Чувствуя, что папино настроение поговорить иссякает, один из нас, из детей, обращался к маме:
– А что заставило тебя уйти?
Она вздыхала, смотрела на папу из-под тонких ниточек-бровей, потом опускала взгляд на пол, где мы сидели, сбившись в кучу, и тихо произносила:
– Я с детства мечтала летать. В Абилине к цирку присоединились воздушные акробаты, итальянцы, целое семейство, и я упросила их научить меня. – Теперь она обращалась уже не к нам, а только к папе: – Знаешь, Ал, если бы я тогда не упала и не поломалась, ты, наверное, так и не решился бы сделать мне предложение. Где бы мы сейчас были, если бы я тогда не сорвалась?
Папа кивал:
– Да, да, но я же поставил тебя на ноги, в прямом смысле слова, ведь правда?
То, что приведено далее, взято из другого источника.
Issue #737, opened 2021-09-16
CTest suite fails when run in parallel


olupton:
It seems that running the CTest suite in parallel can produce errors, for example [in this CI run with 3 parallel jobs](https://github.com/BlueBrain/nmodl/runs/3614630061?check_suite_focus=true#step:12:116):
```
51/85 Test #17: testparser/Scenario: Check parents in valid NMODL constructs ................................***Failed    0.71 sec

~~~~~~~~~~~~~~~~~~~~~~~~~~~~~~~~~~~~~~~~~~~~~~~~~~~~~~~~~~~~~~~~~~~~~~~~~~~~~~~
testparser is a Catch v2.0.1 host application.
Run with -? for options

-------------------------------------------------------------------------------
Scenario: Check parents in valid NMODL constructs
-------------------------------------------------------------------------------
../test/unit/parser/parser.cpp:188
...............................................................................

../test/unit/parser/parser.cpp:195: FAILED:
  {Unknown expression after the reported line}
due to unexpected exception with message:
  NMODL Parser Error : can not open file : Unit.inc [Location : 2.25-34]

Cannot delete temporary file: No such file or directory
Cannot delete temporary file: No such file or directory
-------------------------------------------------------------------------------
Scenario: Check parents in valid NMODL constructs
-------------------------------------------------------------------------------
../test/unit/parser/parser.cpp:188
...............................................................................

../test/unit/parser/parser.cpp:188: FAILED:
due to unexpected exception with message:
  NMODL Parser Error : can not open file : Unit.inc [Location : 2.25-34]

===============================================================================
test cases:  1 |  0 passed | 1 failed
assertions: 34 | 32 passed | 2 failed
```
I have also seen this locally. I suspect the problem is that multiple tests use a temporary file with the same name (`Unit.inc`).

1uc:
Currently working.

PR #746, opened 2021-09-29
Use hpc/gitlab-pipelines helpers.

olupton:
This should reduce duplication and make NMODL more similar to, for example, CoreNEURON.
The clang-format and cmake-format checks have already been migrated to the GitHub Actions CI in https://github.com/BlueBrain/nmodl/pull/735, so we are not really losing them.
Test parallelism is disabled because of https://github.com/BlueBrain/nmodl/issues/737.


.gitlab-ci.yml
```diff
@@ -1,34 +1,11 @@
 include:
   - project: hpc/gitlab-pipelines
-    file: github-project-pipelines.gitlab-ci.yml
+    file:
+      - spack-build-components.gitlab-ci.yml
+      - github-project-pipelines.gitlab-ci.yml
```
matz-e, line 5: This can be a list? Damn…

matz-e (approved):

Но его лицо застывало, улыбка гасла, а взгляд устремлялся к афише на раздвижной двери в их с мамой спальню. Старая посеребренная бумага, очень дорогая, а на ней – наша мама с ее ослепительной улыбкой и ладной, точеной фигурой, усеянной блестками, стоит на трапеции под куполом цирка, и поднятые вверх руки в красных перчатках по локоть касаются надписи, выложенной из звезд: «ХРУСТАЛЬНАЯ ЛИЛ».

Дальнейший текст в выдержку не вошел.